I should be worried, but she's so beautiful. So calm. So still. Like a painting. I spend hours at a time just looking at her and looking at the heart on the wall. They were both so perfect. It wasn't until a few days ago that I found the sign she put out front, telling me to look to my left. I never tried looking any other way. I always follow mother's orders. Always. The same day I found the sign, mother looked different. Her eyes were looking to the right now. When I looked to where she was staring, I don't know, I felt so... weird. She was staring at only a space in the wall, but I don't think I'll ever look back. I just stuck to looking to the left. It was never the same after that, I never tried to touch her, talk to her, or interact with her at all. I just couldn't do it. Weeks after that, I still hadn't done anything to mother. She didn't even feel like my mother now. I was so distant from her.

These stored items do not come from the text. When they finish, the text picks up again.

Issue #3553, opened 2025-02-22
Allow plugins to mutate the schema before models generation


islamaliev:
Currently plugins can implement `config.ConfigMutator` interface that defines only `MutateConfig` method. The problem is that there are built-in plugins (like modelgen) that are executed first, hence there is no way to change it before.
 
In certain cases it's very handy to be able to change the schema before models are generated. This can be done by adding another interface that plugins can implements and that are executed before `config.ConfigMutator`.

PR #3554, opened 2025-02-22
feat: Add SchemaMutator method to be used by plugins

islamaliev:
Resolves https://github.com/99designs/gqlgen/issues/3553

This PR adds another interface `SchemaMutator` that allows plugins to mutate the schema before models are generated.

### Background:

Currently, plugins can implement `config.ConfigMutator` interface that defines only `MutateConfig` method. The problem is that there are built-in plugins (like modelgen) that are executed first, hence there is no way to change it before.
 
In certain cases, it's convenient to be able to change the schema before models are generated. This can be done by adding another interface that plugins can implement and that is executed before `config.ConfigMutator`.

I have:

### DIFF
--- a/api/generate_test.go
+++ b/api/generate_test.go
@@ -1,13 +1,12 @@
 package api
 
 import (
+	"errors"
 	"os"
 	"path/filepath"
 	"testing"
 
 	"github.com/stretchr/testify/require"
-
-	"fmt"
 
 	"github.com/99designs/gqlgen/codegen/config"
 	"github.com/vektah/gqlparser/v2/ast"
@@ -69,7 +68,7 @@ func (t *testSchemaMutator) Name() string {
 
 func (t *testSchemaMutator) MutateSchema(schema *ast.Schema) error {
 	if t.shouldError {
-		return fmt.Errorf("deliberate schema mutation error")
+		return errors.New("deliberate schema mutation error")
 	}
 	schema.Types["TestType"] = &ast.Definition{
 		Kind: ast.Object,


StevenACoffman:
Thank you for contributing this! (It looks like there is a minor lint nit by the way)

This looks quite useful, but it would be good to give people a clear example when they would want to use this.

If you have a public plugin that you are thinking about contributing (either here or in another repository), or something in the `_examples` directory, or just a clear description of a how you plan to use this yourself, that would be very helpful.

StevenACoffman:
@islamaliev I cannot push to your PR, so [8bc81158ba79b31ce8cd2865152c9826268f3af3](https://github.com/99designs/gqlgen/commit/8bc81158ba79b31ce8cd2865152c9826268f3af3) looks like the lint fix

islamaliev:
@StevenACoffman thanks for your feedback. I applied your fix lint suggestion.

Regarding an example: I could share my plugin, but I'm not sure if it's worth it, because it's a bit specific for our needs. Basically what it does is for every field with `@perm` directive it adds to the resulting union possible errors:
```graphql
getUsers(input: GetUsersInput!): GetUsersResult! @perm(resource: "user", actions: ["user_read"])
```
In this example `GetUsersResult` among other types will get extended with two more error types.

Which file do you think is good to add some information about what the new plugin hook can do?

StevenACoffman:
Honestly, that would be a very broadly useful example! If you don't mind putting some form of that up in a public repo somewhere, I would gladly link to it in the documentation. People often wish to enrich their errors with custom information that comes from schema directives. If you do, you could just reply in this PR to notify me and I would take care of it.

For instance, we have popular documentation on using schema directives to implement Role-Based Authentication Controls (RBAC) here: https://gqlgen.com/reference/directives/ (and a little bit more here https://gqlgen.com/recipes/authentication/ ) but the resulting developer experience could be much improved with a plugin like you are describing. 

--- 

If you'll indulge me in reading just a bit more, you have accidentally come close to providing something that has been very frequently requested from the community. I know it's a digression as you're just trying to get something straightforward done, but you've made me very excited!

People frequently report they struggle to implement Attribute-Based Authentication Controls (ABAC) with schema directives. ABAC is more complicated and bespoke than RBAC, and so it's not as easy to make a simple, generic, public gqlgen example with ABAC. 

However, gqlgen currently requires a certain amount of developer friction and boilerplate to accomplish this, and your schema mutator would help to make it easier.

In the [Apollo Router authorization](https://www.apollographql.com/docs/graphos/routing/security/authorization) you have:
The @requiresScopes directive allows granular access control through the scopes you define.
The @authenticated directive allows access to the annotated field or type for authenticated requests only.

islamaliev:
@StevenACoffman sure. I'd be glad to help the community.

First of all, for our ABAC to work the plugin is not required. So let's leave it out for now.

We have the following directives defined:
```graphql
"""
Represents a permission directive that can be used to enforce permissions on fields.

Field marked with this directive will only be accessible if the user has the required permissions.
"""
directive @perm(resource: String!, actions: [String!]!) on FIELD_DEFINITION

"""
Represents a directive that can be used to enforce self-user permissions on fields.

Field marked with this directive will only be accessible if the user requests their own data.
The entity under the resource will be checked to have the current user id in the idField.

If specified without parameters, the directive will just check the user's authentication.
"""
directive @ownData(resource: String, idField: String) on FIELD_DEFINITION
```
And as an example for where it's used we take users:
```graphql
union UpdateOwnUserResult = User | UserWithEmailAlreadyExistsError | LoginRequiredError 
union UpdateUserResult = User | NoUserWithIDError | UserWithEmailAlreadyExistsError | LoginRequiredError | NoPermissionError

extend type Mutation {
  """
  Updates user's own data.
  """
  updateOwnUser(input: UserDataUpdateInput!): UpdateOwnUserResult!  @ownData

  """
  Updates a user's information.
  """
  updateUser(input: UserUpdateInput!): UpdateUserResult!  @perm(resource: "user", actions: ["user_update"])
}
```
Here is the handler for the `@perm` directive:
```go
// handlePermDirective creates a directive handler function for permission checking in GraphQL resolvers.
// It takes an auth.Service as input and returns a function that validates user permissions for specific resources and actions.
//
// The returned handler function:
// - Extracts user ID from the context
// - Checks if user is logged in, returns LoginRequiredError if not
// - Validates if user has required permissions using authService
// - Returns NoPermissionError if user lacks permission
// - Proceeds with resolution if user has permission
//
// Usage:
//
// Apply as @perm directive in GraphQL schema to protect resolvers
//
// Example:
//
//	type Query {
//	  updateUser(input: UserInput!): UpdateUserResult! @perm(resource: "user", actions: ["user_update"])
//	}
func handlePermDirective(authService auth.Service) func(
	context.Context,
	any,
	graphql.Resolver,
	string,
	[]string,
) (any, error) {
	return func(
		ctx context.Context,
		obj any,
		next graphql.Resolver,
		resource string,
		actions []string,
	) (any, error) {
		userID := user.FromContext(ctx)
		if userID == 0 {
			return model.LoginRequiredError{Field: graphql.GetPath(ctx).String()}, nil
		}

		success, e := authService.HasUserPermission(
			ctx,
			authModel.UserID(userID),
			authModel.Permission{Resource: resource, Actions: actions},
		)

		if e != nil {
			return e, nil
		}

		if !success {
			return model.NoPermissionError{Field: graphql.GetPath(ctx).String()}, nil
		}
		return next(ctx)
	}
}
```
Here the handler requests the auth service to provide information about user's permissions.

The `@ownData` directive also does authentication, but (parameters provided) also checks if the authenticated user own the resource it's requesting. For this the corresponding service needs to implement a certain interface. I won't give the implementation as it might not be that relevant to the community and it's not yet very well tested.

Now, coming back to the plugin. It basically allow you not to specify `LoginRequiredError` and `NoPermissionError` for every restricted field. It will automatically extend the unions. Here is the code:
```go
package perm

import (
	"strings"

	"github.com/99designs/gqlgen/codegen/config"
	"github.com/99designs/gqlgen/plugin"
	"github.com/vektah/gqlparser/v2/ast"
)

type Plugin struct {
	// extensions is a map from union name to a list of types that should be added to the union.
	// This map is populated during schema mutation and used during config mutation to add an
	// additional source to the list of raw graphql sources.
	// It is necessary so that the `parsedSchema` from `generated` package contains the union extensions.
	extensions map[string][]string
}

var (
	_ plugin.SchemaMutator = (*Plugin)(nil)
)

func New() plugin.Plugin {
	return &Plugin{
		extensions: make(map[string][]string),
	}
}

func (p *Plugin) Name() string {
	return "perm"
}

func (p *Plugin) MutateSchema(schema *ast.Schema) error {
	for _, schemaType := range schema.Types {
		if schemaType.Kind == ast.Object || schemaType.Kind == ast.Interface {
			for _, field := range schemaType.Fields {
				if hasPermDirective(field) {
					p.addTypesToUnion(schema, field, []string{"LoginRequiredError", "NoPermissionError"})
				} else if hasOwnDataDirective(field) {
					p.addTypesToUnion(schema, field, []string{"LoginRequiredError"})
				}
			}
		}
	}
	return nil
}

func (p *Plugin) MutateConfig(cfg *config.Config) error {
	sb := strings.Builder{}
	for unionName, types := range p.extensions {
		sb.WriteString("extend union ")
		sb.WriteString(unionName)
		sb.WriteString(" = ")
		for i, typeName := range types {
			if i > 0 {
				sb.WriteString(" | ")
			}
			sb.WriteString(typeName)
		}
		sb.WriteString("\n")
	}

	cfg.Sources = append(cfg.Sources, &ast.Source{
		Name:  "extend_union_with_perm",
		Input: sb.String(),
	})
	return nil
}

func hasPermDirective(field *ast.FieldDefinition) bool {
	for _, dir := range field.Directives {
		if dir.Name == "perm" {
			return true
		}
	}
	return false
}

func hasOwnDataDirective(field *ast.FieldDefinition) bool {
	for _, dir := range field.Directives {
		if dir.Name == "ownData" {
			return true
		}
	}
	return false
}

func (p *Plugin) addTypesToUnion(schema *ast.Schema, field *ast.FieldDefinition, typesToAdd []string) {
	typ := field.Type
	for typ.Elem != nil {
		typ = typ.Elem
	}

	// If the return type is not a union, skip
	unionDef := schema.Types[typ.Name()]
	if unionDef == nil || unionDef.Kind != ast.Union {
		return
	}

	for _, typeToAdd := range typesToAdd {
		hasUnitType := false
		for _, existingType := range unionDef.Types {
			if existingType == typeToAdd {
				hasUnitType = true
				break
			}
		}
		if !hasUnitType {
			addTypeToUnion(schema, unionDef, typeToAdd)
			p.extensions[unionDef.Name] = append(p.extensions[unionDef.Name], typeToAdd)
		}
	}
}

func addTypeToUnion(schema *ast.Schema, unionDef *ast.Definition, newType string) {
	// Add the new type to the union and the union to the new type's implements list
	// These 2 step below are necessary for models (model/models_gen.go) to be generated correctly.
	unionDef.Types = append(unionDef.Types, newType)
	schema.Implements[newType] = append(schema.Implements[newType], unionDef)

	// Add the new type to possible types of the union
	// This step is necessary for the rest of code generation (generated.go) so that it can
	// generate code for strong type checking.
	// For example for CreateCourseProductResult union within the function _CreateCourseProductResult
	// it will generate code like this:
	// case model.LoginRequiredError:
	//	   return ec._LoginRequiredError(ctx, sel, &obj)
	// case *model.LoginRequiredError:
	//	   if obj == nil {
	//		   return graphql.Null
	//	   }
	//	   return ec._LoginRequiredError(ctx, sel, obj)
	schema.AddPossibleType(unionDef.Name, schema.Types[newType])
}
```
What we are doing now with the `@perm` directive is making it work for nested response fields. For example, here is the part of `Product` definition:
```graphql
type Product {
  "Unique identifier for the product"
  id: ProductID!
  "Category of the product"
  category: ProductCategory!
  "Merchant's share of the product revenue"
  merchantShare: Rate @perm(resource: "product", actions: ["details_read"])
  # ...
}
```
The field `merchantShare` should be accessible only to authorized users. But this requires a bit more intricate handling or gql errors which is slightly out of scope for this discussion.

Let me know if my examples are clear, if it's helpful at all and if you have any other questions.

She needed some comfort. I touched her. Everything went white. The walls, white. My body, white. Mother stayed gray and black and blonde and red, but her smile went back to the way it was. Her eyes were still staring at that space in the wall. It stayed the same color it was, too, a dingy beige. I looked at it. I looked at mom. I looked at everything around me. I had that same feeling I had when I looked at the space the first time. Just... weird. I looked back at mother. She was looking up. The space on the wall was above her. I looked back down. She was gone, and the sign that read "Look to your left" took her place. I looked at it. As long as I stared at it, nothing bad could happen. I thought about if I should look to the left or the right. If I look to the left, I would either see the heart mother had carved in the wall or the space in the wall mother was staring at. To the right, who the fuck knows.